# I felt so bad for this poor bunnie :*(



## JimD (Aug 15, 2010)

"Gracie is 8 years old. She came to the shelter after her owner committed suicide."
http://www.petfinder.com/petdetail/17110665









I feel so bad for her 

I have the room and resources, and would hate for her to spend her last days/years at the shelter.


----------



## Whiskerz (Aug 15, 2010)

Oh no, that is so sad!
If you can afford her and give her the space she needs, then go for it!
She doesn't deserve to love her remainder of her life in a shelter.

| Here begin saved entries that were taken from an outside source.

PR #932, opened 2025-11-28
Switch off dynamics for BarotropicModel and backwards particles

milankl:
To be used like

Version 1: Have some existing u,v imposed
```julia
spectral_grid = SpectralGrid(nlayers=1, nparticles=100)
particle_advection = ParticleAdvection2D(spectral_grid, backwards=true)
model = BarotropicModel(spectral_grid, dynamics=false; particle_advection)
simulation = initialize!(model)

# some custom data
u = randn(spectral_grid.grid)
v = randn(spectral_grid.grid)

simulation.diagnostic_variables.grid.u_grid .= u
simulation.diagnostic_variables.grid.v_grid .= v

# run particle advection without changing velocity field, tracing it backwards in time
run!(simulation)
```

Version 2: Freeze initial velocity field
```julia
spectral_grid = SpectralGrid(nlayers=1, nparticles=100)
particle_advection = ParticleAdvection2D(spectral_grid, backwards=true)
model = BarotropicModel(spectral_grid, dynamics=false; particle_advection)
simulation = initialize!(model)

# do initial transform manually
progn, diagn, model = SpeedyWeather.unpack(simulation)
SpeedyWeather.scale!(progn, diagn, model.planet.radius)
lf = 1
transform!(diagn, progn, lf, model)

# run particle advection with initial velocity field frozen in time, tracing it backwards in time
run!(simulation)
```

PR #1136, opened 2026-06-19
Backwards particle advection

milankl:
supersedes #932


milankl:
@Jullcifer also note this related PR here that just attempted to implement backwards particle advection (useful for finite time lyapunov exponents, FTLE) as well as setting a constant velocity field and then only doing particle advection, this might be very useful for testing too

#1209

It would be a very kind thing to do


----------



## hartleybun (Aug 15, 2010)

i would do the sameray:


----------



## luvthempigs (Aug 15, 2010)

Aww, That's awful.....

She certainly is a cute one, I say why not? :biggrin2:


----------



## Pet_Bunny (Aug 15, 2010)

She doesn't look a day over 5 years. :biggrin2:

How is the situation at the shelter? Would she sit at the shelter while other bunnies get adopted or will she be the first to go? Ask the shelter if you can get a special rate for an olderrabbit.

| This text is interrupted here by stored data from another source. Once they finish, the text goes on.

PR #1139, opened 2026-06-25
Scale time step on the fly and forcing/drag/parameterizations inside dycore

milankl:
Why?

- All atmospheric variables use a scaled time step, ocean and land do not, so the time stepper needs to run some `update_prognostic!` calls with scale some without.
- The scaled time step in `model.time_stepping` is user-facing and can cause confusion, we therefore want to hide the scaled time step ideally

This now
- treats every atmospheric + tracer variable with a scaled time step, ocean, land and sea ice without
- removes `model.time_stepping.Δt_sec` because `.Δt` is in seconds now and not s/m because /radius

# Compatibility summary

- `model.time_stepping.Δt_sec` has been removed, use `.Δt` instead, it's the unscaled time step now in seconds.
- In most cases, custom forcings should not include a scaling with the radius, see docs "Forcing scaling"

@pierluigividale You suggested this PR a while ago, here you go. Possible places where your code might be breaking ☝🏼 

# Summary

Now all parameterizations + forcing + drag are being scaled automatically within the dynamical core, so for most forcing/drag/parameterizations a user/developer doesn't need to worry about it. The one remaining place where scaling has to be done manually is when forcing vorticity/divergence directly (not u, v, or any other variable) and when that forcing is not proportional to these variables respectively, i.e. compare

```math
\begin{aligned}
\frac{\partial \zeta}{\partial t} &= F \qquad &(1)\\
\frac{\partial \zeta}{\partial t} &= a\zeta \qquad &(2)
\end{aligned}
```

now scale both with $R^2$ (all other equations are scaled with $R$ meaning for temperature, humidity, pressure, the following does not apply ...), one radius scaling is going into the time step $t \to t/R = t^\star$, the other one into the variable itself $\zeta \to \zeta R = \zeta^\star$, then we have

```math
\begin{aligned}
\frac{\partial \zeta^\star}{\partial t^\star} &= R^2F = RF^\star \qquad &(1)\\
\frac{\partial \zeta^\star}{\partial t^\star} &= (a\zeta^\star)^\star \qquad &(2)
\end{aligned}
```

So the in the (1) case, one $R$ is the now automatically applied scaling of the tendency but the 2nd one is necessary to do by hand. In the (2) one R-scaling goes into the variable $\zeta^\star$ one is automatically applied now, so a user/developer can just write their function without worrying about scaling, which is the philosophy I would like to have, only exception is

- if you force vorticity or divergence with a constant/non-linear term $\propto \zeta^n$ where $n \neq 1$ then manual scaling with $R^{1-n}$ has to be applied
- this only applies for forcing in spectral space (you can't force those in grid space, see docs @ "Allowed forcings") with a constant ($n=0$, so scale with $R$ manually), or a quadratic ($n=2$, so scale with $1/R$), and higher order terms similarly ...

### DIFF
--- a/SpeedyWeather/src/dynamics/forcing.jl
+++ b/SpeedyWeather/src/dynamics/forcing.jl
@@ -53,14 +53,12 @@ function initialize!(
     )
 
     (; latitude, width, speed, time_scale, amplitude) = forcing
-    (; radius) = model.planet
 
     # Some constants similar to Galewsky 2004
     θ₀ = (latitude - width) / 360 * 2π          # southern boundary of jet [radians]
     θ₁ = (latitude + width) / 360 * 2π          # northern boundary of jet
     eₙ = exp(-4 / (θ₁ - θ₀)^2)                  # normalisation, so that speed is at max
     A₀ = speed / eₙ / time_scale.value          # amplitude [m/s²] without lat dependency
-    A₀ *= radius                                # scale by radius as are the momentum equations
 
     (; colat) = model.geometry
     # latitude in radians, abs for north/south symmetry
@@ -182,8 +180,8 @@ function forcing!(
     S_masked = vars.scratch.a_2D
     transform!(S_masked, S_grid, vars.scratch.transform_memory, spectral_transform)
 
-    # scale by radius^2 as is the vorticity equation, and scale to forcing strength
-    S_masked .*= (vars.prognostic.scale[]^2 * forcing.strength)
+    # scale by radius as is vorticity, and scale to forcing strength
+    S_masked .*= (vars.prognostic.scale[] * forcing.strength)
 
     # force every layer
     vor_tend = get_tendency_step(vars.tendencies.vorticity, time_stepping, forcing)
@@ -231,8 +229,7 @@ function forcing!(
         model::AbstractModel,
     )
     (; latds) = model.geometry
-    # scale by radius as is the vorticity equation
-    s = forcing.strength * vars.prognostic.scale[]
+    s = forcing.strength
     k = forcing.wavenumber
 
     Fu = get_tendency_step(vars.tendencies.grid.u, model.time_stepping, forcing)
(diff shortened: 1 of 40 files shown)


SpeedyWeather/src/dynamics/forcing.jl
```diff
@@ -329,7 +325,6 @@ function initialize!(
 
     # Held and Suarez equation 4
     temp_relax_freq .= kₐ .+ (kₛ - kₐ) * max.(0, (σ .- σb) ./ (1 - σb)) .* (coslat') .^ 4
-    temp_relax_freq .*= radius  # scale by radius as is the temperature equation
```
maximilian-gelbrecht, line 332: I am confused why this was needed before and not anymore.

maximilian-gelbrecht (commented):
I like this! I think this does make things clearer with the scaling! 

While checking this, I also briefly looked at the documentation and noticed that the radius scaling is just explained within the Barotropic model section. So it's not explained for the primitive model. Maybe it's also fine to just add it to the short paragraph that is already in the barotropic section: 

> Many concepts of the [Shallow water model](https://speedyweather.github.io/SpeedyWeatherDocumentation/dev/shallowwater#shallow_water_model) and the [Primitive equation model](https://speedyweather.github.io/SpeedyWeatherDocumentation/dev/primitiveequation#primitive_equation_model) are similar, such that for example [horizontal diffusion](https://speedyweather.github.io/SpeedyWeatherDocumentation/dev/barotropic#diffusion) and the [Time integration](https://speedyweather.github.io/SpeedyWeatherDocumentation/dev/time_integration#leapfrog) are only explained here.

SpeedyWeather/src/dynamics/forcing.jl
milankl: The radius scaling here was just baked here into the Held-Suarez temperature forcing as we didn't scale this forcing before accumulating other terms in the dycore ... see above

maximilian-gelbrecht (approved):

pierluigividale:
Christmas came early this year!!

I would love to get another bunny, but my wife says... _no. _


----------



## JimD (Aug 15, 2010)

*Pet_Bunny wrote: *


> She doesn't look a day over 5 years. :biggrin2:
> 
> How is the situation at the shelter? Would she sit at the shelter while other bunnies get adopted or will she be the first to go? Ask the shelter if you can get a special rate for an olderrabbit.
> 
> I would love to get another bunny, but my wife says... _no. _



At this time, there are only two bunnies listed for adoption at the shelter.
It's not the best place for a bun to be, though. 
It'sa small room with stacked compartments 

This is the same shelter that I adopted S'more (and her baby MooShu). 
I think S'more would definitely approve that Gracie come to our home.
S'more's passing is what leaves an open space in our home, too.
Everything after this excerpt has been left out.